When I started in consulting, you could make a nice living just going to a client, pulling some data, running some analysis and giving them a deck or a piece of code. Those days are pretty much over. Now, most firms will have at least one person that can manage data and do solid analysis in Excel and be on their way in R, Python or Tableau. The stuff we do now is more relating to managing very large data systems (usually Hadoop or some other distributed computing environment), managing portfolios of models and all of the people issues that come along with these. There are occasional point solutions but they need to be built quickly and in a standard way.
Unfortunately, one area I’m behind on is looking at new products in the various parts of a knowledge management system. For instance one issue that we wrestle with on a regular basis is code standardization. This is nothing technically complex – just how do you get multiple, geographically dispersed people writing similar code onto the same page?
There are a couple ideas that I’m working thru such as creating R packages to build functions that are reusable or seeing if a GUI-based tool like Alteryx can help, but I need a working platform in terms of data, models and associated viz / monitoring tools to have a baseline. With that in mind I spent the weekend putting one together.
I started out by getting a new laptop – a fairly cheap, 11.6 inch, HP one with 4GB of RAM, a Pentium processor and a 500 GB hard drive (link). This might seem small but I’m not looking to go crazy here just enough to build a reasonable working environment and something light enough to travel with. Also, considering my last non-work laptop was a Lenovo 100S with 2 GB of RAM and 32 GB of storage, this is a huge step up.
Next, I installed and transferred a bunch of software including Office, R, Git, SQL Server Express and Sublime Text. This all took several hours but was not as bad as I anticipated. The next step is to find a data set that changes with a pretty high degree of regularity. The first one that came to mind was securities prices. In the past I’ve used EODData.com as it’s fairly cheap and I already have some existing ingestion scripts. I went and found some old data (you can find a sample here: http://www.eoddata.com/NASDAQ_20101105.zip) and used it to build some tables in SQL server.

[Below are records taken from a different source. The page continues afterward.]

PR #350, opened 2026-09-04
PDASHOSS01-103 Add delete option for personal dev machine connections

irichard00:
## Summary

The **AI Dev Machines** page (`/:workspaceSlug/ai-dev-machines`) listed each connected dev machine with **Rotate** and **Revoke** actions but no way to remove the connection entirely. This adds a **Delete** action — the destructive counterpart to Revoke (which soft-marks the machine revoked and keeps its history in the list).

## Changes

**Backend**
- `delete_dev_machine` service (`runner/services/runner_delete.py`): invalidates the machine's tokens, tears down its runners (enqueue daemon frame → revoke → close → delete row, mirroring `delete_runner`'s ordering so the offline buffer doesn't strand a frame), then hard-deletes the machine row (cascading its `MachineSession` rows).
- `DevMachineDeleteEndpoint` — `DELETE /api/runners/dev-machines/<id>/`, owner-scoped like the existing revoke/rotate actions, honoring `?purge_local=true|false` (default `true`).

**Frontend**
- `RunnerService.deleteDevMachine` + a Delete button and confirm modal on the page (available for revoked machines too).
- i18n keys.

## Personal, not admin-only

Dev-machine add/list/revoke/rotate — and now delete — are all owner-scoped (`Visibility.PRIVATE`, `owner=request.user`) and the page gates ADMIN **and** MEMBER, so these actions are already personal, not admin-only. Delete follows the same rule.

## Testing

- 5 new API tests in `test_runner_delete_views.py` (default teardown, purge_local=false, non-owner 404, missing workspace 400, invalid flag 400). Full `pi_dash/tests/unit/runner/` suite: 408 passed.
- `pnpm check:types` and `check:lint` pass for web / services / i18n.

### DIFF
--- a/apps/api/pi_dash/runner/services/runner_delete.py
+++ b/apps/api/pi_dash/runner/services/runner_delete.py
@@ -34,8 +34,9 @@ from __future__ import annotations
 from uuid import UUID
 
 from django.db import transaction
+from django.utils import timezone
 
-from pi_dash.runner.models import Runner
+from pi_dash.runner.models import DevMachine, MachineToken, Runner
 from pi_dash.runner.services.pubsub import (
     close_runner_session,
     send_runner_remove,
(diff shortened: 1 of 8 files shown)


irichard00 (commented):
## Review — PDASHOSS01-103 Add delete option for personal dev machine connections

Reviewed commit `ef47fbb6` (8 files, +291/−17). **Approving** — the change is correct, closely mirrors the established `delete_runner` / `DevMachineRevokeEndpoint` patterns, and the acceptance criteria are all covered. A few non-blocking notes below.

### What I verified
- **Delete visibility** — the Delete button is rendered outside the `!machine.revoked_at` block, so it shows for both active and already-revoked machines while Rotate/Revoke stay hidden once revoked. Matches the AC.
- **Teardown ordering** — `delete_dev_machine` revokes tokens, enqueues the daemon control frame for every active runner *before* `runner.revoke()` closes the session (batched enqueue-then-revoke), then explicitly deletes the runner rows (the FK is `SET_NULL`, so a bare machine delete would orphan them) and finally the machine row. This mirrors `delete_runner`'s reasoning and avoids the enqueue-vs-evict window.
- **`purge_local` semantics** — `True` → `remove_runner` frame + canonical `runner_removed` reason (daemon wipes local state); `False` → `revoke` + non-canonical `user_revoke` (local install untouched). Identical to `delete_runner`.
- **Guard ordering** — missing `workspace` → 400, non-member → 403, invalid `purge_local` → 400 (before any mutation, machine untouched), out-of-scope machine → 404, success → 204. Owner scoping reuses `_machine_is_in_workspace_scope`.
- **Tests** — `test_dev_machine_delete_*` cover default teardown, `purge_local=false`, 404 other-user, 400 missing-workspace, and 400 invalid-purge. Solid coverage.

### Non-blocking notes
1. **Cross-workspace teardown.** `DevMachine` is user-scoped, not workspace-scoped (per the model docstring: one laptop can host runners for multiple workspaces). `delete_dev_machine` tears down *all* of the machine's runners and tokens (`filter(dev_machine_id=...)`, unscoped by workspace) and deletes the machine row — so a user deleting the machine from workspace W1's page also removes its runners/tokens in their W2. This is exactly what the existing `DevMachineRevokeEndpoint` already does, so it's consistent with the user-scoped model; flagging only to confirm it's the intended semantics for delete too.
2. **Test gaps (minor).** No explicit 403 non-member test for the delete endpoint (the `is_workspace_member` guard is shared with revoke/rotate, which are tested), and no web-component test for the new modal (the page has no test harness — consistent with the existing untested modal pattern). Both were called out in the handoff.
3. **Transaction scope (negligible).** Unlike revoke, the delete endpoint does the scope check + machine fetch outside the service transaction and doesn't `select_for_update` the machine row. Concurrent deletes are idempotent (`filter().delete()` on an already-deleted row is a no-op; frames are advisory), so this is harmless.

No changes required from my side.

The scripts I used will be in a GitHub folder that I’ll share later.
One point of note here is that in my experience, it’s very important to build out the entire system (even if it’s pretty poor quality) just to figure out if everything connects and to discover the potential pain points. I’d use the analogy of building a car where you can put a rough prototype together to see how all the necessary systems fit together versus building a perfect steering wheel and realizing it doesn’t fit with the steering column. Andy Ng has a lecture somewhere about a colleague who was building a facial recognition system and spent months on the eye-recognition portion only to discover it was fairly worthless in the overall scheme of things.
I’ll end here and do another post once I’ve made some progress.